# Welcome out newest MOD Smeysna!



## Kiko

Everybody welcome the newest MOD to the Ratforum Team!

Smeysna. I am sure she will do a great job.


----------



## Zhaneel

Congrats! I knew this would be happening before long.


----------



## Jaguar

*claps*

welcome


----------



## lilspaz68

Welcome!!!


----------



## Jaguar

also thought it should be noted that littlematchstick has stepped down from her global moderation position due to complications arising in real life. just wanna give her a big thanks for everything she's done and well wishes for the future


----------



## smesyna

Thanks guys! I'm very happy to be doing this.

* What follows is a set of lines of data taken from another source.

PR #2890, opened 2023-08-19
Feat: embed tzdata for weirdos and newbies

fakeboboliu:
Clash is widely used on various platforms by **_various_** users.

It's handy to embed tzdata for users who are using a weird OS that doesn't have a tzdata and users who are building an Alpine-based Docker image but don't know how to add tzdata for some reason.

## What's the cost

~450 KB


Dreamacro:
should we remove tzdata on https://github.com/Dreamacro/clash/blob/master/Dockerfile?

fakeboboliu:
> should we remove tzdata on https://github.com/Dreamacro/clash/blob/master/Dockerfile?

Yes, or it will increase the image size. I'll commit it to this PR.

PR #2891, opened 2023-08-19
Add support for the VLESS protocol with minimal modifications

crwnet:
Add support for the VLESS protocol, with minimal modifications and reusing as much of the VMESS code as possible to reduce future maintenance effort.


Dreamacro:
First of all, there is nothing wrong with the modified code, but I have two doubts:

* Does it really make sense to add vless if I don't implement features like XTLS?
* If the parameters of vless are not exactly the same as vmess, then writing the code together will not reduce the difficulty of maintenance. Instead, it will increase. They should reuse it at a lower level, instead of mixing the code together. At the user configuration level, they should be split up like shadowsocks and shadowsocksr.

crwnet:
- As far as I am concerned, personally, I don't believe XTLS is a necessary feature (the bandwidth and latency of the network connection between the client and server are much more important than XTLS, and the performance improvement brought by XTLS is imperceptible to the vast majority of users). However, it's regrettable that Clash cannot be used in order to comply with the VLESS protocol specified by certain server-side services.

- The client parameters of the VLESS protocol are a subset of the VMess protocol client parameters. Therefore, users only need to add a parameter "Vless: true" in the proxy configuration to share all the parameters of the VMess protocol, and it supports various TLS+Network combinations (such as vless+ws+tls, vless+h2, vless+grpc, etc.). If support for the quic protocol is added in the future, VLESS will also receive support synchronously without increasing the coding cost. Without planning to support XTLS, I believe this implementation offers the best cost-effectiveness. Otherwise, abstract refactoring and long-term stability testing would be required for the parts shared by VMess and VLESS. Even if branching is needed in the future, handling this part of code is quite straightforward. I think the situation is different from that Shadowsocks and Shadowsocksr, it is reasonable for them to be handled as separate branches because there is very little reusable portion among them.

Dreamacro:
plz add a configuration to test vless on `test/`

crwnet:
Test cases based on the VMess test have been added, and it have successfully passed all communication scenarios defined by the VMess.

Dreamacro:
The vless protocol itself can be used without any encryption. I'm concerned about whether this could trigger misuse.

I know v2ray supports this, but too much flexibility is sometimes not good. Even clash wants to avoid unnecessary misuse, like vless with nothing encrypted.

crwnet:
I believe that security is a concern that service providers must consider, while clients should focus on maximizing usability. Each communication protocol may have its own unique use cases, just like the HTTP protocol still serves a purpose today. We only need to indicate in the documentation which communication combinations are unencrypted, so that users are aware.

adapter/outbound/vmess.go
```diff
@@ -263,15 +263,19 @@ func (v *Vmess) ListenPacketContext(ctx context.Context, metadata *C.Metadata, o
 	return newPacketConn(&vmessPacketConn{Conn: c, rAddr: metadata.UDPAddr()}, v), nil
 }
 
-func NewVmess(option VmessOption) (*Vmess, error) {
+func NewVmess(option VmessOption, isVless bool) (*Vmess, error) {
```
Dreamacro, line 266: I prefer to turn this NewVmess into `newVmess` and add two new `NewVmess` and `NewVless`

Dreamacro: and don't forget add vless proxy type

crwnet: > I prefer to turn this NewVmess into `newVmess` and add two new `NewVmess` and `NewVless`

ok let's do it

crwnet: > and don't forget add vless proxy type

Do you mean "type: vless" profile parsing? it's already there.

Dreamacro: > Do you mean "type: vless" profile parsing? it's already there.

`Base` struct has the `tp` field, it would return for API

crwnet: Ok. Despite the small amount of code, these modifications have succeeded in making users perceive VLESS as a fully standalone implementation rather than the originally intended appendix to VMESS. Moreover, it have prepared for future compatibility, which is indeed a improvement.

Dreamacro:
Thanks for the contribution, would you mind cherry-picking it into premium?

crwnet:
> Thanks for the contribution, would you mind cherry-picking it into premium?

You're welcome! Sure, I don't mind.

PR #2907, opened 2023-08-27
fix: exempt version api access

septs:
exempt read `/version` (build hash) and `/` (hello response), needed authenticated


Dreamacro:
It is intentional, many people put the clash api on the public web (though I don't know why), and putting API without authentication actually increases the risks of detection.

PR #178, opened 2021-08-11
Flow loops v93k

redxeth:
Added simple flow loop control for V93K tester (SMT7 only):

    loop from: 0, to: 5, step: 1, var: '$LOOP_VARIABLE' do
      func :test_myloop, number: 56000
    end

and can do nested:

    loop from: 0, to: 9, step: 2, var: '$LOOP_VARIABLE1'do
      loop from: 1, to: 10, step: 1, var: '$LOOP_VARIABLE2' do
        loop from: 1, to: 5, step: 1, var: '$LOOP_VARIABLE3' do
          func :test_myloop5, number: 56400
        end
      end
    end


redxeth:
For SMT8 I spoke with @ThaoHuynhFSL and he spoke with Advantest indicating that although you CAN do a loop in SMT8:

    for (i: 1..100) {
        test.loop = i;
        test.execute();
    }

It's not recommended due to large overhead associated with each `execute()` run.  It is better to do looping instead in the test method code.

For SMT7 it is preferred to do in the flow to minimize the use of sequencer labels and increasing the limits table dramatically.

redxeth:
Anyway decided to go ahead and do program comment char thing in a separate PR.  Need to get these flow loops merged.

pderouen (approved):
Looks good to me

priyavadan (approved):
LGTM!

redxeth:
Thanks guys!  I just need to make a small update to the Flow API docs--

Question:  since these `origen_guides` get brought over to the main Origen website-- how can you do a local compile to check them?

PR #180, opened 2021-09-10
ADD program comment chars for SMT7/8

redxeth:
C or Java code program comment char not set properly for SMT7/8 test programs.  Since was not set would default to `#` which would make having built-in Origen diffs not be able to skip those comments in that code.

Have added `program_comment_char` for Smartest_based testers.

Also added ability for user to modify the `comment_char`or `program_comment_char` for any tester -- in case a strange case comes up in the future.

### DIFF
--- a/lib/origen_testers/api.rb
+++ b/lib/origen_testers/api.rb
@@ -11,6 +11,7 @@ module OrigenTesters
     attr_accessor :includes
     attr_accessor :comment_level
     attr_accessor :generating
+
     # Get/Set the overlay style
     #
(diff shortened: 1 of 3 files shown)


pderouen:
Seems pretty straightforward to me. Do you plan to add any tests?

redxeth:
Wasn't sure if there were any for the comment chars in general.  Let me check.

redxeth:
Checked that the test case I added does indeed fail if you have the wrong `@program_comment_char` in place.

pderouen (approved):

PR #183, opened 2022-02-24
make the digital_instrument programmable

pderouen:


pderouen:
I hope the regression tests not being able to run any longer with the GA setup isn't going to be a persistent issue.

priyavadan (approved):
Looks good to me, thanks for the updates @pderouen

I second the thanks and well wishes for littlematchstick.


----------



## lilspaz68

Jaguar said:


> also thought it should be noted that littlematchstick has stepped down from her global moderation position due to complications arising in real life. just wanna give her a big thanks for everything she's done and well wishes for the future


Ahh poor Nikki, she's still a member though right?


----------



## Jaguar

of course


----------



## Alethea

Congrats! I knew that this would happen sooner or later! She is a great poster and always has the best advice.

And the same for LittleMatch, I didn't know her that well on the site, but I do want to wish her luck in hopes that things turn around in her life. Things can only go so far down, before they rise <3


----------



## smesyna

Aww thanks Aletron, it means a lot.


----------



## Persian_boy

Congrats! (obviously I'm new as its 2014 and the last post was 2011) lol. I already saw your posts in the spam section- nice work. Out of curiosity, do you need to know programming/code as one of the requirements to become a moderator?


----------



## abratforarat

Congratulations! I would like to know how to be a MOD too!


----------